Ten Israelis, including two children, have been killed by rockets fired from Gaza, according to the Israel Defense Forces (IDF). Israel’s Iron Dome missile defense system has intercepted 90% of the more than 3,000 rockets fired by Hamas since last week, the IDF said in a tweet.

On Saturday, 10 members of a family, including eight children and two women, were killed when an Israeli airstrike hit a refugee camp in Gaza. Mohammed al-Hadidi said that his wife and four of his sons — ages 5, 8, 11, and 14 — died in the strike, the New York Times reported. Only his 5-month-old son, Omar, was pulled out alive from the rubble.

Israeli airstrikes on Saturday also destroyed a 12-floor residential building in Gaza that housed the Associated Press, Al Jazeera, and other international news organizations, without providing evidence so far to support its claim that Hamas operated from there.

The move was widely condemned as a threat to the free press in the region, with AP calling it “an incredibly disturbing development” where journalists narrowly avoided being killed.

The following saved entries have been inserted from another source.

PR #2893, opened 2021-11-08
esp32: UART receive

alexandruradovici:
### Pull Request Overview

This pull request adds the ability to receive bytes from UART for the ESP32-C3 DevKitM1 board.

Additionally, it adds the process console to the board implementation. This requires a working timer (#2889).

### Testing Strategy

This pull request was tested by using an ESP32-C3 DevM1 Kit.

### TODO or Help Wanted

N/A

### Documentation Updated

### Formatting

- [x] Ran `make prepush`.


chips/esp32/src/uart.rs
```diff
@@ -310,6 +312,35 @@ impl<'a> Uart<'a> {
...
+
+        if idx < len {
+            // If we are going to receive anything, we first need to enable the
+            // RX interrupt. This ensures that we will get an interrupt, where
+            // we can either call the callback from, or continue receiving
+            // bytes.
+            self.enable_rx_interrupt();
+
+            // Read from the UART hardware and write them to the receive buffer
+            // until either the buffer if full or the UART hardware is empty.
```
hudson-ayers, line 328:
```suggestion
            // until either the buffer is full or the UART hardware is empty.
```

chips/esp32/src/uart.rs
```diff
@@ -330,6 +361,27 @@ impl<'a> Uart<'a> {
                 self.tx_progress();
             }
         }
+
+        if intrs.is_set(INT::RXFIFO_FULL_INT) || intrs.is_set(INT::RXFIFO_TOUT_INT) {
+            self.disable_rx_interrupt();
```
hudson-ayers, line 366: I think this line should  be moved inside the if statement on the next line. There is no reason to disable interrupts if we have not received everything, and disabling here then re-enabling in `rx_progress()` wastes cycles and risks missing interrupts that arrive in that brief window of time.

chips/esp32-c3/src/sysreg.rs
```diff
@@ -0,0 +1,106 @@
...
+        SOC_CLK_SEL OFFSET(10) NUMBITS(2) [
+            Xtal = 0,
+            Pll = 1,
+            Fosc = 2
+        ],
+        CLK_XTAL_FREQ OFFSET(12) NUMBITS(6) [],
+    ]
+];
+
+#[repr(u8)]
```
hudson-ayers, line 50: why `#[repr(u8)]`? It looks like this is just cast to a u32 in the one place it is used anyway, and forcing a u8 representation can actually lead to extra code for casting to/from other widths, and can prevent certain niche optimizations.

chips/esp32-c3/src/sysreg.rs
```diff
@@ -0,0 +1,106 @@
...
+pub enum PllFrequency {
+    MHz320 = 0,
+    MHz480 = 1,
+}
+
+#[repr(u8)]
```
hudson-ayers, line 56: Same here -- am I missing something?

chips/esp32-c3/src/timg.rs
```diff
@@ -0,0 +1,244 @@
...
+use kernel::utilities::StaticRef;
+use kernel::ErrorCode;
+
+pub const TIMG0_BASE: StaticRef<TimgRegisters> =
+    unsafe { StaticRef::new(0x6001_F000 as *const TimgRegisters) };
+
+pub const TIMG1_BASE: StaticRef<TimgRegisters> =
+    unsafe { StaticRef::new(0x6002_0000 as *const TimgRegisters) };
+
+/// 80MHz `Frequency`
```
hudson-ayers, line 17:
```suggestion
/// 20MHz `Frequency`
```

chips/esp32-c3/src/timg.rs
```diff
@@ -0,0 +1,244 @@
...
+    RTCCALICFG1 [
+        VALUE OFFSET(7) NUMBITS(25) [],
+    ],
+    INT [
+        T0 OFFSET(0) NUMBITS(1) [],
+        WDT OFFSET(1) NUMBITS(1) [],
+    ],
+];
+
+#[repr(u8)]
```
hudson-ayers, line 102: Same here

chips/esp32-c3/src/timg.rs
```diff
@@ -0,0 +1,244 @@
...
+        }
+    }
+}
+
+impl time::Time for TimG<'_> {
+    type Frequency = Freq20MHz;
+    type Ticks = Ticks64;
+
+    fn now(&self) -> Self::Ticks {
+        self.registers.t0update.set(0xABC);
```
hudson-ayers, line 153: what is `0xABC` here? A comment or named constant would be helpful

alexandruradovici: My understanding is that you have to write anything in that register, the value does not matter. I did not write this part, I think @alistair23 can answer this better. I'll add a comment.

chips/esp32-c3/src/sysreg.rs
alexandruradovici: You are right, I modified it to u32.

chips/esp32-c3/src/timg.rs
alexandruradovici: You are right, I modified it to u32.

chips/esp32-c3/src/sysreg.rs
alexandruradovici: You are right, I modified it to u32.

chips/esp32/src/uart.rs
alexandruradovici: I just replicated what @alistair23 did for the transmission part, but you have a point. I moved both disabling of interrupts just before running the client's callback function.

chips/esp32-c3/src/timg.rs
hudson-ayers: My inclination for all of these cases would be to simply not specify the representation at all -- these types are not used when reading or writing directly to registers or across any other FFI boundary, so why do we need to specify how they are represented in memory?

alexandruradovici: I has the impression that this was needed to automatically cast to u32, but it is not. I deleted the repr.

hudson-ayers (approved):

chips/esp32/src/uart.rs
```diff
@@ -310,14 +306,36 @@ impl<'a> Uart<'a> {
...
+            });
+        }
+    }
+
     pub fn handle_interrupt(&self) {
         let regs = self.registers;
         let intrs = regs.int_st.extract();
 
         if intrs.is_set(INT::TXFIFO_EMPTY_INT) {
-            self.disable_tx_interrupt();
```
alistair23, line 318: You aren't clearing the interrupt with this change

alistair23 (changes requested):
Overall the UART part looks good, just need to make sure you clear the interrupts in the interrupt handler

chips/esp32/src/uart.rs
alexandruradovici: I did that initially, but @hudson-ayers suggested disabling them only when the transmit or receive is done (lines 338 and 354). I might be missing something though.

hudson-ayers: @alistair23 why would you disable the interrupt if you are still transmitting / still receiving?

alistair23: You don't have to disable the interrupt, but you need to clear the pending interrupt status. Currently this is done in the `disable_*()` functions

hudson-ayers: Oh, I see. I suppose this should be changed back, though renaming the function to `disable_and_clear_interrupts()` might make this clearer.

alexandruradovici: I have split the function in two.

hudson-ayers (approved):

hudson-ayers (dismissed):

alistair23 (changes requested):
This depends on https://github.com/tock/tock/pull/2889

chips/esp32-c3/src/timg.rs
```diff
@@ -0,0 +1,245 @@
+//! TimG Group driver.
+
+use kernel::hil::time::{self, Alarm, Counter, Ticks, Ticks64, Time};
+use kernel::utilities::cells::OptionalCell;
+use kernel::utilities::registers::interfaces::{ReadWriteable, Readable, Writeable};
+use kernel::utilities::registers::register_bitfields;
+use kernel::utilities::registers::{register_structs, ReadWrite};
+use kernel::utilities::StaticRef;
+use kernel::ErrorCode;
```
alistair23, line 9: This file should be removed

alistair23 (changes requested):

alistair23 (approved):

The multitude of horrific images of children, some mere infants, being pulled out of debris in Gaza, coupled with the growing civilian death toll of Israeli airstrikes, has drawn global outrage, sparking pro-Palestinian protests in major cities around the world.

“The scale of violence is massive,” Ted Chaiban, UNICEF’s regional director for the Middle East and North Africa, said in a statement on Saturday. “Children are bearing the brunt of this escalation. All sides need to step back and end the violence.”

As Suzy and her father were being treated at the hospital, their relatives in the waiting room reeled from the crushing news that her younger brother, 4-year-old Yehya, had died. Minutes later, Reuters reported, medics brought in another young girl. "They brought Dana. Dana, Dana, are you OK?" the relatives asked. But she had also died, along with her other brother and sister.

Suzy’s survival brought relief to the grieving family. She was bruised but had no serious injuries, doctors said.

Riyad Eshkuntana told Reuters that he had put his children in a safe room in the building when “suddenly, a strange rocket, like fire and flame, destroyed two walls.”

As he and his wife rushed to check on their kids, the second explosion caused the ceiling to collapse.

"I heard my son Zain calling: 'Daddy, daddy.' His voice was OK, but I couldn't turn to look at him because I was trapped," Riyad Eshkuntana said.

The father, whose head was wrapped in a bloody bandage, gently kissed his only surviving child’s hand as she lay in the bed next to his, Reuters reported.

“I was filled with all the anger of the universe, but when I heard that one of my daughters was alive, I said, ‘Thank God,’ because this girl might capture some — even a little — of my daughters’ smile because she is their sister,” he said.